PR #1400, opened 2024-01-10
Add --unbuffered option to sbp2json.py

dgburr:
# Description

Add a new `--unbuffered` command line option to sbp2json.py which enables a mode where it reads and parses messages one-at-a-time.  The existing behaviour (which remains the default) waits for 4096 bytes before parsing, which means that when decoding real-time streams which only output messages intermittently, there are often large pauses where no output is produced, followed by a large batch of decoded messages at once.

The rust version of sbp2json does not have this issue.  However, there are various use cases (e.g. embedded platforms) where it is difficult (if not impossible) to build the rust tools, but the python version works just fine.

# API compatibility

No.  The previous behaviour remains the default.

## API compatibility plan

N/A

# JIRA Reference


pcrumley (commented):
It would be nice to have a test of a very small message that just lived in buffer land so that it returns when --unbuffered is passed but not without that flag.

Also... I commented in line but I am unsure about this strategy of flushing the buffer by pointing it to a slice in a binary string. I don't know if the earlier memory will actually be freed that way. Do you have some explanation of python that can assuage me there or have some test to prove the buf that isn't part of the slice is garbage collected?

dgburr:
> It would be nice to have a test of a very small message that just lived in buffer land so that it returns when --unbuffered is passed but not without that flag.

To be clear: running with or without the `--unbuffered` flag does not make any difference to the final output which is produced. The only difference when running with the `--unbuffered` flag is the delay between the input and the output when the input rate is very low.

pcrumley:
> > Also... I commented in line but I am unsure about this strategy of flushing the buffer by pointing it to a slice in a binary string. I don't know if the earlier memory will actually be freed that way. Do you have some explanation of python that can assuage me there or have some test to prove the buf that isn't part of the slice is garbage collected?
> 
> From what I can find online (e.g. the first answer to https://stackoverflow.com/questions/64871329/does-string-slicing-perform-copy-in-memory and https://discuss.python.org/t/string-slicing-in-python/25651) it seems that making a slice makes a copy of the original PyObject (except for the the special case where the slice corresponds to the entire string). So the `buf` symbol will be changed to refer to the new PyObject, meaning that the reference count on the old PyObject will drop to 0, resulting in it getting garbage collected.

TIL. I suppose that is why the other implementation uses memoryview. I do think using memory view should be possible here and you can see you are allocating several times per message, do you think this affects performance in a measure way

pcrumley (approved):
Looks good. Thanks for walking me through the PR!

PR #1401, opened 2024-02-01
Add profiling messages [AP-650]

woodfell:
# Description

@swift-nav/devinfra

Add definitions and tests for 3 new messages

- `MSG_PROFILING_RESOURCE_COUNTER`
- `MSG_PROFILING_SYSTEM_INFO`
- `MSG_PROFILING_THREAD_INFO`

These messages are not intended for wide public use, the definitions and significance are defined elsewhere

As always, only the changes under the `spec` directory are interesting, everything else is generated

# API compatibility

No

## API compatibility plan

N/A

# JIRA Reference

https://swift-nav.atlassian.net/browse/AP-650


spec/yaml/swiftnav/sbp/profiling.yaml
```diff
@@ -52,3 +52,120 @@ definitions:
...
+          type: u32
+          desc: Number of bytes read from IO handles
+          
+
+ - MSG_PROFILING_RESOURCE_COUNTER:
+    id: 0xCF03
+    short_desc: Information about resource buckets
+    desc: >
+      Information about resource buckets. Refer to product documentation to understand
+      the meaning and values in this message.
```
pcrumley, line 156: is this description correct? I guess it contains buckets but not exactly what I was expecting give the message name

reimerix (approved):

PR #1402, opened 2024-02-01
Disable Java sonar stage [AP-1376]

woodfell:
# Description

@swift-nav/devinfra

There are java version incompatibility issues which are currently failing CI checks. The solution is not forthcoming so simply disable the stage for the moment until a solution is found

To be re-enabled with AP-1377

# API compatibility

No

## API compatibility plan

N/A

# JIRA Reference

https://swift-nav.atlassian.net/browse/AP-1376

### DIFF
--- a/.github/workflows/java.yaml
+++ b/.github/workflows/java.yaml
@@ -23,3 +23,21 @@ jobs:
       - name: Run tests
         run: make test-java
 
+# sonarqube:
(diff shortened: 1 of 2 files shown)


howardfernandez (approved):

pcrumley (approved):
looks good, someday we can fix this

PR #1404, opened 2024-02-15
Remove legacy C API [AP-1684]

woodfell:
# Removal Warning

This PR will be merged on **8/4/2024**. On this date the legacy C API will become unavailable, it will not be reintroduced. On or shortly after this date libsbp version v6.0.0 will be tagged and released

# Description

@swift-nav/devinfra

Remove legacy C API including all generated code, examples, templates, and sbpg module.

Remove all references to "v4" API which were lying around in a handful of places. There is no such thing as the V4 API any more, there is just the libsbp API

# API compatibility

Yes

Legacy C API completely removed including:
- Any message types in the form `struct msg_xxx_t`
- Functions relating to sending or processing encoded payloads or frames
- payload and frame callback types
- `#define`s message types - in the form `SBP_MSG_XXX`
- C++ `LegacyState` wrapper
- All files under the `libsbp/legacy` directory
- V4 compatibility headers for modern API in `libsbp/v4/<package.h>`

## API compatibility plan

The modern API was introduce to this repository in Sep 2021. The legacy API was retained but all symbols were marked as deprecated and compile time messages were output by GCC and Clang whenever a legacy header was used

In Dec 2023 the legacy was moved to a more difficult to access place. It was no longer accessible simply by include `libsbp/sbp.h` All headers were retained but even more compile time messages were added indicating that these files would be deleted in the next major version

This PR is the final stage of the deprecation plan. Any users of this repository should have already converted their code to use the moden API.

# JIRA Reference

https://swift-nav.atlassian.net/browse/AP-1684


sokhealy:
does this file also need to be removed?
https://github.com/swift-nav/libsbp/blob/woodfell/remove_legacy_api/generator/sbpg/targets/test_legacy_c.py

sokhealy:
Do we have to change any of the header guards?
`LIBSBP_V4_`

c/include/libsbp/orientation_macros.h
```diff
@@ -37,12 +36,10 @@
 #define SBP_BASELINE_HEADING_FIX_MODE_FLOAT_RTK (3)
 #define SBP_BASELINE_HEADING_FIX_MODE_FIXED_RTK (4)
 /**
- * Encoded length of sbp_msg_baseline_heading_t (V4 API) and
- * msg_baseline_heading_t (legacy API)
+ * Encoded length of sbp_msg_baseline_heading_t (V4 API)
```
sokhealy, line 39: did we also want to remove any reference to `V4 API`?

sokhealy (approved):
Besides the above comments I don't see any issue with the changes here.

PR #1405, opened 2024-03-15
[IOTE-6][IOTE-326] Add weeks behavior flag to MSG_GNSS_TIME_OFFSET

jakalm:
# Description

@swift-nav/devinfra

Adding a new flag to the reserved `flags` field in the `MSG_GNSS_TIME_OFFSET` message to flag if the timestamp is affected by local timestamp rollover or not. For more information, see https://swift-nav.atlassian.net/wiki/spaces/~622a65696a4c4c0070b2567a/pages/3060662918/Amazon+INS+timestamp+issue+way+forward#Conclusion-and-decision.

# API compatibility

No, this has been a reserved field so should not be incompatible with current implementations of the protocol.

## API compatibility plan

# JIRA Reference

https://swift-nav.atlassian.net/browse/IOTE-325


reimerix (approved):

spec/yaml/swiftnav/sbp/system.yaml
```diff
@@ -443,7 +443,15 @@ definitions:
...
-            desc: Status flags (reserved)
+            desc: Status flags
+            fields:
+              - 1-7:
+                  desc: Reserved, set to zero
+              - 0:
+                  desc: Weeks behavior
+                  values:
+                    - 0: Not affected on local timestamp rollover
+                    - 1: Incremented on local timestamp rollover
```
sokhealy, line 454: Apologies if I am confused, but the description seems wrong? A value of 1 should have Starling ignore `MSG_GNSS_TIME_OFFSET` completely? In this case, we are sending both `SBP_MSG_PPS_TIME` and `MSG_GNSS_TIME_OFFSET`, can both co-exist without us ignoring one of them?

c/include/libsbp/system_macros.h
```diff
@@ -856,6 +856,38 @@
...
+    (flags) =                                                              \
+        (u8)((flags & (~(SBP_GNSS_TIME_OFFSET_WEEKS_BEHAVIOR_MASK          \
+                         << SBP_GNSS_TIME_OFFSET_WEEKS_BEHAVIOR_SHIFT))) | \
+             (((val) & (SBP_GNSS_TIME_OFFSET_WEEKS_BEHAVIOR_MASK))         \
+              << (SBP_GNSS_TIME_OFFSET_WEEKS_BEHAVIOR_SHIFT)));            \
+  } while (0)
+
+#define SBP_GNSS_TIME_OFFSET_WEEKS_BEHAVIOR_NOT_AFFECTED_ON_LOCAL_TIMESTAMP_ROLLOVER \
+  (0)
+#define SBP_GNSS_TIME_OFFSET_WEEKS_BEHAVIOR_INCREMENTED_ON_LOCAL_TIMESTAMP_ROLLOVER \
```
sokhealy, line 889: I think we should change the names of these defines because it seems contrary to how they function in starling.

spec/yaml/swiftnav/sbp/system.yaml
jakalm: If the flag is set to 1, Starling will ignore the message. But the description of the flag describes how the weeks field will work. Do you mean that we should explicitly state that the message will be ignored by Starling?

I’m not sure if they can co-exist without that flag being set, but that should not have changed with these changes. It will work the same way as before.

sokhealy: On second thought, this could be independent from our PE and better describe the message itself.  Our PE can choose to either ignore the message or use it, but that would be independent from the description.

c/include/libsbp/system_macros.h
jakalm: Sorry, maybe I misunderstand your question.

They are describing how the weeks field works. If set to one, the field will be incremented on local timestamp rollover, and therefore ignored by starling. If set to zero, the weeks field will not be affected by local timestamp rollover, and will be used by Starling.

Or do you mean that we should explicitly state that it will be ignored by Starling?

sokhealy: Ignore the above comment.

sokhealy (approved):
Looks good, apologies for my confusion.

isaactorz (approved):

ljbade (approved):

PR #1421, opened 2024-08-12
Fix license

RReichert:
# Description

While reading over libsbp for another task, realized that pretty much all the license files had the grammar mistake of an extra `be`. To avoid further copy/paste errors, I've tried to fix them all.

Also realized that when launching cmake I kept getting warnings due to not prefixing the `sbp` library reference with `swiftnav::` (ex: `c/test/string/CMakeLists.txt`), fix that as well.

# API compatibility

No compatability issues

## API compatibility plan

N/A

# JIRA Reference

None


pcrumley (approved):
:shipit:

richarddeurloo (approved):
Thanks for the clean-up. This is not the first repo that needed this fix unfortunately.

■ ■ ■ ■ ■ ■ ■

EXERCISE DETAILS >> Scan the data above and copy each line containing the word "lived".

WRITTEN ANSWER >>
It would be nice to have a test of a very small message that just lived in buffer land so that it returns when --unbuffered is passed but not without that flag.
> It would be nice to have a test of a very small message that just lived in buffer land so that it returns when --unbuffered is passed but not without that flag.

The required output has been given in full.